The Central Bank has said it is not comfortable with the high level of mortgage arrears, and wants mortgage lenders to do more to tackle the issue.

Figures to be published at the end of the week are expected to show that one in ten mortgages are now at least three months in arrears.

Central Bank figures contained in its annual report - published today - show that last year the mortgage arrears rate rose from 6.3% in the first quarter to 9.2% in the fourth quarter.

This figures is expected to rise above 10% for the first quarter of this year, or some 75,000 residential mortgages.

A lot of these mortgages have been put on interest only deals.

But the Financial Regulator Matthew Elderfield said the banks have to look at other ways of dealing with the arrears, such as reducing the amount of debt owed.

He has asked the banks to divide their mortgage books into cases that can benefit from interest only deals, those who need debt reduction deals, and those who can not be saved. 

He said he will meet each bank board soon to ask directors to personally focus on the arrears problem.

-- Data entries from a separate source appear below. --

PR #2083, opened 2021-12-25
Deduplicate staff-type name translations.

Alberth289346:
Remove duplicates of translating staff type-names to human-readable names.

### DIFF
--- a/CorsixTH/Lua/staff_profile.lua
+++ b/CorsixTH/Lua/staff_profile.lua
@@ -256,3 +256,16 @@ end
 function StaffProfile:getFullName()
   return self.initial .. ". " .. self.name
 end
+
+--! Translate the staff class to its translated text.
+--!param staff_class Class of the staff to translate.
+--!return The translated name.
+function StaffProfile.translateStaffClass(staff_class)
+  local staffclass_to_string = {
+    Nurse        = _S.staff_title.nurse,
+    Doctor       = _S.staff_title.doctor,
+    Surgeon      = _S.staff_title.surgeon,
+    Psychiatrist = _S.staff_title.psychiatrist,
+  }
+  return staffclass_to_string[staff_class]
+end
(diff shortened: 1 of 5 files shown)


CorsixTH/Lua/staff_profile.lua
```diff
@@ -256,3 +256,16 @@ end
...
+--!return The translated name.
+function StaffProfile.translateStaffClass(staff_class)
+  local staffclass_to_string = {
+    Nurse        = _S.staff_title.nurse,
+    Doctor       = _S.staff_title.doctor,
+    Surgeon      = _S.staff_title.surgeon,
+    Psychiatrist = _S.staff_title.psychiatrist,
+  }
+  return staffclass_to_string[staff_class]
+end
```
lewri, line 271: Excuse me as I haven't seen this before, but what's the difference making your function `StaffProfile.translateStaffClass` rather than `StaffProfile:translateStaffClass`?

Alberth289346:
The `.` is the primitive form, it's like the table field selection (`t={a=1}; t.a` selects the `1` value associated with field `a`).

For function definitions:
- `function C.f(x)` thus means function `f` in class `C` taking 1 parameter named `x`.
- `function C:f(x)` is a shorthand notation for `function C.f(self, x)`.

For function calls (with `d = C()`):
- `p = d.f(1)` means `p = C.f(1)` (I think, not sure that the class instance is reduced to its class), but the entire `d` disappears so the better way to call this is through the class `p = C.f(1)`. This also makes very clear that data in `d` is not available.
- `p = d:f(1)` is a shorthand notation for `p = C.f(d, 1)`

In the translate function `self` is not used, so there is no need to include `self` in the call. That also eliminates the need to even have a `StaffProfile` instance available.

Alberth289346:
See also Chapter 16: https://www.lua.org/pil/16.html

lewri (approved):

PR #2084, opened 2021-12-31
Humanoid start action move

Alberth289346:
Make the `Humanoid_startAction` a normal `Humanoid:startAction` method.

Also, move empty action queue handling to its own method to reduce clutter in starting actions code.

### DIFF
--- a/CorsixTH/Lua/entities/humanoid.lua
+++ b/CorsixTH/Lua/entities/humanoid.lua
@@ -460,69 +460,18 @@ function Humanoid:getCurrentMood()
   end
 end
 
+--! Start the next (always first) action in the queue.
 function Humanoid:startAction()
   local action = self.action_queue[1]
 
   -- Handle an empty action queue in some way instead of crashing.
   if not action then
-    -- if this is a patient that is going home, an empty
-    -- action queue is not a problem
-    if class.is(self, Patient) and self.going_home then
-      return
-    end
+    self:handleEmptyActionQueue() -- Inserts an action into the action queue.
 
-    ---- Empty action queue! ----
-    -- First find out if this humanoid is in a room.
-    local room = self:getRoom()
-    if room then
-      room:makeHumanoidLeave(self)
-    end
-    -- Is it a member of staff, grim or a patient?
-    if class.is(self, Staff) then
-      self:queueAction(MeanderAction())
-    elseif class.is(self,GrimReaper) then
-      self:queueAction(IdleAction())
-    else
-      self:queueAction(SeekReceptionAction())
-    end
-    -- Open the dialog of the humanoid.
-    local ui = self.world.ui
-    if class.is(self, Patient) then
-      ui:addWindow(UIPatient(ui, self))
-    elseif class.is(self, Staff) then
-      ui:addWindow(UIStaff(ui, self))
-    end
-
-    -- Tell the player what just happened.
-    self.world:gameLog("")
-    self.world:gameLog("Empty action queue!")
-    self.world:gameLog("Last action: " .. self.previous_action.name)
-    self.world:gameLog(debug.traceback())
-
-    ui:addWindow(UIConfirmDialog(ui, true,
-      "Sorry, a humanoid just had an empty action queue,"..
-      " which means that he or she didn't know what to do next."..
-      " Please consult the command window for more detailed information. "..
-      "A dialog with "..
-      "the offending humanoid has been opened. "..
-      "Would you like him/her to leave the hospital?",
-      --[[persistable:humanoid_leave_hospital]] function()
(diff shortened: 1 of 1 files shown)


lewri:
Will need to make a note I'm going to move line 633-648 string into english once this one's done.

CorsixTH/Lua/entities/humanoid.lua
```diff
@@ -460,69 +460,18 @@ function Humanoid:getCurrentMood()
   end
 end
 
-local function Humanoid_startAction(self)
+--! Start the next (always first) action in the queue.
+function Humanoid:startAction()
```
lewri, line 464: Any perceived issues changing this from local to global?

CorsixTH/Lua/entities/humanoid.lua
```diff
@@ -642,6 +592,65 @@ function Humanoid:hasLeavingAction()
...
+  -- First find out if this humanoid is in a room.
+  local room = self:getRoom()
+  if room then
+    room:makeHumanoidLeave(self)
+  end
+
+  -- Give the humanoid an action to avoid crashing.
+  if class.is(self, Staff) then
+    self:queueAction(MeanderAction())
+  elseif class.is(self,GrimReaper) then
```
lewri, line 612:
```suggestion
  elseif class.is(self, GrimReaper) then
```
(sorry, was bothering me)

CorsixTH/Lua/entities/humanoid.lua
```diff
@@ -642,6 +592,65 @@ function Humanoid:hasLeavingAction()
...
+  self.world:gameLog(debug.traceback())
+
+  ui:addWindow(UIConfirmDialog(ui, true,
+    "Sorry, a humanoid just had an empty action queue,"..
+    " which means that he or she didn't know what to do next."..
+    " Please consult the command window for more detailed information. "..
+    "A dialog with "..
+    "the offending humanoid has been opened. "..
+    "Would you like him/her to leave the hospital?",
+    --[[persistable:humanoid_leave_hospital]] function()
```
lewri, line 639: Would this be game-breaking if someone saved the game on this error (before this PR) and reloaded with the new code? -- I don't think it should.

lewri (commented):
Nice to see this in its own function now.

CorsixTH/Lua/entities/humanoid.lua
Alberth289346: Don't call it outside this file?  :P 

Nothing currently knows about this method, so that should be fine. Not sure what needs fixing if any.

CorsixTH/Lua/entities/humanoid.lua
Alberth289346: I agree with you. Persistence doesn't care about scope afaik.

TheCycoONE: It's fne

TheCycoONE (commented):
I like the refactoring of the empty action queue code.

I'm not sure I understand the motivation for Humanoid_startAction -> Humanoid:startAction. Anything?

Alberth289346:
It made sense to stick it in the class as well, almost all other code around it is also in the class. It also felt like the responsibility of a humanoid to start actions. Also code is very close to the class, it accesses the humanoid instance variables directly. I am trying to limit external access to make usage more tractable. I agree it's not really needed though.

As a side note, our static Lua analyzer doesn't catch typos, you can read data from a class using a name that is never used elsewhere in all our Lua and it doesn't report it.

CorsixTH/Lua/entities/humanoid.lua
```diff
@@ -460,69 +460,18 @@ function Humanoid:getCurrentMood()
...
   local action = self.action_queue[1]
 
   -- Handle an empty action queue in some way instead of crashing.
   if not action then
-    -- if this is a patient that is going home, an empty
-    -- action queue is not a problem
-    if class.is(self, Patient) and self.going_home then
-      return
-    end
+    self:handleEmptyActionQueue() -- Inserts an action into the action queue.
```
Alberth289346, line 469:
```suggestion
    self:_handleEmptyActionQueue() -- Inserts an action into the action queue.
```

TheCycoONE: Yep

CorsixTH/Lua/entities/humanoid.lua
Alberth289346: done

CorsixTH/Lua/entities/humanoid.lua
Alberth289346: made the empty action queue handler private

PR #2086, opened 2022-01-02
Use proper actions (hopefully) everywhere

Alberth289346:
At a few points, actions were created as tables with properties rather than by instantiating the required class.
This patch fixes that.

Note that 41b3d1dee77a9393713589ca9c9fd50389e255e2 makes a mess in patient.lua due to whitespace changes.

### DIFF
--- a/CorsixTH/Lua/entities/humanoids/patient.lua
+++ b/CorsixTH/Lua/entities/humanoids/patient.lua
@@ -1122,39 +1122,36 @@ end
 !param meander_before_resume (bool) Indicator to insert an additional action before resuming.
 ]]
 function Patient:interruptAndRequeueAction(current_action, queue_pos, meander_before_resume)
-  if current_action.name == "idle" or current_action.name == "walk" then
-    local requeue_action
-    if current_action.name == "idle" then
-      requeue_action = IdleAction():setMustHappen(current_action.must_happen)
-      requeue_action:setDirection(current_action.direction)
+  -- Rebuild the current action.
+  local requeue_action
+  if current_action.name == "idle" then
+    requeue_action = IdleAction():setMustHappen(current_action.must_happen)
+    requeue_action:setDirection(current_action.direction)
 
-      -- Go away a little before continuing with that important action.
-      if meander_before_resume then
-        self:queueAction(MeanderAction():setCount(1), queue_pos)
-      end
-    else
-      assert(current_action.name == "walk")
-      requeue_action = WalkAction(current_action.x, current_action.y)
-      requeue_action:setMustHappen(current_action.must_happen)
-
-      -- need to copy the reserve_on_resume, otherwise the new queued action will not
-      -- unreserve on interrupt
-      requeue_action.reserve_on_resume = current_action.reserve_on_resume
-      requeue_action:setIsentering(current_action.is_entering)
+    -- Go away a little before continuing with that important action.
+    if meander_before_resume then
+      self:queueAction(MeanderAction():setCount(1), queue_pos)
     end
-    self:queueAction(requeue_action, queue_pos)
+  elseif current_action.name == "walk" then
+    requeue_action = WalkAction(current_action.x, current_action.y)
+    requeue_action:setMustHappen(current_action.must_happen)
 
+    -- need to copy the reserve_on_resume, otherwise the new queued action will not
+    -- unreserve on interrupt
+    requeue_action.reserve_on_resume = current_action.reserve_on_resume
+    requeue_action:setIsentering(current_action.is_entering)
   else
     -- We were seeking a room, start that action from the beginning
     -- i.e. do not set the must_happen flag.
-    local action = SeekRoomAction(current_action.room_type)
-    if current_action.treatment_room then action:enableTreatmentRoom() end
+    requeue_action = SeekRoomAction(current_action.room_type)
+    if current_action.treatment_room then requeue_action:enableTreatmentRoom() end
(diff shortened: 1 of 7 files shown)


CorsixTH/Lua/queue.lua
```diff
@@ -313,16 +313,22 @@ function Queue:movePatient(index, new_index)
 end
 
 --! Called when reception desk is destroyed, or when a room is destroyed from a crashed machine.
-function Queue:rerouteAllPatients(action)
+--!param room_id Id of the room to reroute to, 'nil' for reception.
+function Queue:rerouteAllPatients(room_id)
   for _, humanoid in ipairs(self) do
     -- check by class type as staff/vips shouldn't get a SeekRoomAction
     if class.is(humanoid, Patient) then
       -- slight delay so the desk is really destroyed before rerouting
```
lewri, line 321: I just realised this comment is slightly poor in context. I can get what it means at least, so maybe nothing to do/scope.

CorsixTH/Lua/queue.lua
```diff
@@ -313,16 +313,22 @@ function Queue:movePatient(index, new_index)
 end
 
 --! Called when reception desk is destroyed, or when a room is destroyed from a crashed machine.
-function Queue:rerouteAllPatients(action)
+--!param room_id Id of the room to reroute to, 'nil' for reception.
+function Queue:rerouteAllPatients(room_id)
   for _, humanoid in ipairs(self) do
     -- check by class type as staff/vips shouldn't get a SeekRoomAction
     if class.is(humanoid, Patient) then
```
lewri, line 320: Not you, but note to self we will need to reroute the vip if he was going to reception, or his vip-ing doesn't begin (I've documented this somewhere else so no need for action here.)

CorsixTH/Lua/queue.lua
```diff
@@ -313,16 +313,22 @@ function Queue:movePatient(index, new_index)
...
-      for k, v in pairs(action) do clone[k] = v end
-      humanoid:queueAction(clone)
+
+      local action
+      if room_id then
+        action = SeekRoomAction(room_id)
+      else
+        action = SeekReceptionAction()
+      end
+      humanoid:queueAction(action)
```
lewri, line 330: Interesting. Does queueAction function have an assert to make sure action isn't blank? Sorry, reviewing on phone is hard :)

lewri (commented):
Nice stuff, I'd be interested giving this a whirl when I'm free

CorsixTH/Lua/queue.lua
Alberth289346: Out of scope here, but imho the solution is poor. Instead of delaying and hoping it works, find a replacement action to perform. (Eg by finding another available desk or lacking that, start idling.)

This sort of hack is also done with the receptionist when you grab the desk.

Basically it means an NPC cannot start looking for a new desk by itself. Instead a desk to aim for needs to be provided externally.

CorsixTH/Lua/queue.lua
Alberth289346: Nope.

lewri: Looks like there's a 'good enough' assert in `queueAction`
```lua
  assert(type(x) == "number", "Invalid value for parameter 'x'")
  assert(type(y) == "number", "Invalid value for parameter 'y'")
  assert(class.is(queue, Queue), "Invalid value for parameter 'queue'")
```

CorsixTH/Lua/queue.lua
lewri: #1681 was closed a while back, but that was my attempt at trying to fix some reception bugs. I could probably make it cleaner now, though.

CorsixTH/Lua/entities/humanoids/patient.lua
```diff
@@ -1122,39 +1122,36 @@ end
...
-      -- unreserve on interrupt
-      requeue_action.reserve_on_resume = current_action.reserve_on_resume
     end
+  elseif current_action.name == "walk" then
+    requeue_action = WalkAction(current_action.x, current_action.y)
+    requeue_action:setMustHappen(current_action.must_happen)
+
+    -- need to copy the reserve_on_resume, otherwise the new queued action will not
+    -- unreserve on interrupt
+    requeue_action.reserve_on_resume = current_action.reserve_on_resume
```
TheCycoONE, line 1141: Did you mean to leave this one?

TheCycoONE (approved):
Seems sane, there's still on direct field set in your PR, not sure if that's in scope.

CorsixTH/Lua/entities/humanoids/patient.lua
Alberth289346: As in not making a `WalkAction:setReserveOnResume`?   Yes, at least for now.


The action code has callbacks, interrupts, requeueing and a zillion flags like this one for customizing and steering behavior all over the place. To me, it says that it had the nice but naive idea of nice sunny weather sequences of animations, and then it turned out to be much less sunny causing a lot of the complexity.
I don't know all the cases and handling and work-arounds yet, since the structure is hard to read with all this
callback glue. Even if I know it, there is currently no common data storage in place, as functions don't share data except by parameter.

So for now, I just try to move code to a more OO-like solution starting by sticking things into or at least near the `HumanoidAction` derived classes, where #2087 is an easy case. I don't know if that works for everything, nor do I really know where it will lead to, but I see no other way to get forward.

Alberth289346:
This one seems done to me.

The Governor of the Central Bank, Patrick Honohan, said the bank was carrying out its own survey research into mortgage holders, their income situation and their ability to repay debt. He said an improvement in the employment situation would lead to a rapid improvement in the mortgage arrears situation.

Professor Honohan said that while banks remained adequately capitalised to deal with the problem, they would have to manage that capital carefully. "Banks are now reporting very large capital adequacies so there is an awful lot of losses that we would expect to be taken out of that capital over time. That's what it was put in there for but the capital needs to be managed efficiently," he said.

The Central Bank will publish the arrears rate for buy to let mortgages later in the year, but said it is much worse than the situation in residential mortgages.

The Central Bank Governor also said today it was disappointing that Irish bond yields remained at unfavourable levels halfway through the country's EU/IMF bail-out.

But Professor Patrick Honohan said it would be a "huge leap" to infer this meant a second aid programme would be needed.

Markets had responded positively to Ireland's steady progress in meeting its bail-out targets, sending yields on its benchmark 2020 bond to an 18-month low of 6.76% earlier this month. However, the mood of uncertainty spreading across Europe saw borrowing costs rise sharply last week.

Professor Honohan said that while some countries whose bail-out progress had been as well received had regained access to bond markets 18 months into their programmes, the external environment has scuppered any hopes of Ireland doing the same.

Ireland's €67.5 billion of international bail-out loans run out at the end of 2013.

"It's not that the fiscal adjustment is not delivering as it is intended to, it's that the market conditions overall are very bad for Ireland so any country with a still very high debt ratio and an increasing debt ratio doesn't have access to the market," Honohan told a news conference as he published the Central Bank's annual report.

"(But) I think it would be a huge leap to infer what might happen in the coming months," Honohan added when asked if his comments should be interpreted as meaning Ireland would need a second bailout.

"I don't really want to be giving out Plan B, C and D or anything like that. Plan A is a good one," he said.

With a major refinancing hurdle looming in early 2014, Ireland has just over a year to return to bond markets and Finance Minister Michael Noonan said last week that the prospects of Ireland starting to tap longer-term funding on schedule now looked less certain.

Central Bank to pay almost €1 billion to the state

The Central Bank has reported a profit of €1.2 billion for the year to the end of December 2011 with most of the profits coming from lending money to commercial banks.

After making deductions for its own expenses and retained earnings, the Central Bank will pay €958m to the Government as a dividend. This is up on the €720m it paid in 2010.

Despite these higher profits, Central Bank Governor Professor Patrick Honohan has decided to cut his own pay.

Last year Mr Honohan gave back €41,700 of his €276,000 salary, while this year he is giving back €63,000. This will see him end up with a net salary of €213,000, down from €234,000 last year.

Its annual report today shows that the Central Bank almost doubled the number of enforcement actions taken against financial institutions from 797 to 1,419.

The number of onsite inspections more than doubled, from 137 to 325.

The report also shows that the Central Bank's investment portfolio was worth €18.7 billion, up €0.5 billion on 2010.

The Bank said it maintained a major role in the continuing resolution of Ireland's financial crisis last year. ''Important reforms were advanced in the domestic banking sector in addressing the capital needs, asset management and restructuring of the covered institutions,'' it said in its annual report.

It said it also continued to provide substantial liquidity supports to the country's financial system..

In its regulatory role, it also published a revised consumer code while focussed consumer protection initiatives were advanced.